Dark Horse has handled the Star Wars license for a long time, and it's taken many forms. Recently, they even attempted a "line wide" crossover. "Star Wars: Invasion" is the latest addition to the line. It's a tough license to get a handle on, though. While the Star Wars films created a Universe, they were mainly centered around telling contained, pulp adventure stories. Comics are all about establishing Universes and whatever segments of that Universe that might be needed to facilitate whatever story someone might come up with. With Star Wars, there's a litany of rules and boundaries that have been set up long ago and are pretty much infallible. That being said, there have often been great moments of fun and ingenuity in the books.

"Invasion" is Dark Horse's first foray into the "New Jedi Order" zone of the Star Wars Expanded Universe. It centers around, as far as my limited EU knowledge informs me, a set of brand new characters, and not every one is riveting. Tom Taylor has rather unsubtly put a classically spunky young woman who, in the midst of practically genocidal violence is able to not just fight but kill what has been introduced as one of the deadliest alien races in existence, oh, and with a knife. Her family though, the King and his son, the Prince, were fairly fresh interpretations of pretty shopworn archetypes.

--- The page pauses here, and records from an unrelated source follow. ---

PR #267, opened 2020-05-01
Improve center alignment

Ongy:
Title says all. See attached screenshots for before and after.

Or, probably doesn't. Quick edit^^
So this happens if there's a center alignment and notifications with different widths. This should fix that. Probably more important with the multi-surface stuff, but also a general fix.
center-align
center-patched


vilhalmer:
Thanks! Sorry for the delay, this email got lost in a pile. :)

PR #268, opened 2020-05-04
Changes in order to expose various config options in the README

fourstepper:


emersion:
Sorry, I don't want to provide a default configuration file.

fourstepper:
Sounds fair. I have deleted the example file and the association in the README. I think exposing the manuals directly in the README is a good idea, though

emersion:
Thanks!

Colin Wilson does a great job on the book. "Star Wars" comics often fall victim to inkless pencils that really should be inked. Wilson's work, inked of course, is a really great fit. Kind of a cross between Cam Kennedy and Walter Simonson, he has, like many Star Wars artists, the unenviable task of creating new worlds no one has heard of and make them believable. Artorias, where this issue happens to take place, is plenty believable. It has shades of previous Star Wars planets, but has its own logic to it. It's not a living Doug Chiang sketch, but it's certainly a fine looking book.

Like a lot of Dark Horse's Star Wars comics, this book does do a great job of establishing a galactically tense situation where our protagonists have been strewn across the galaxy. There's a strange excitement to that sort of singularly Star Wars kind of setup and "Invasion's" is a fine interpretation of the trope.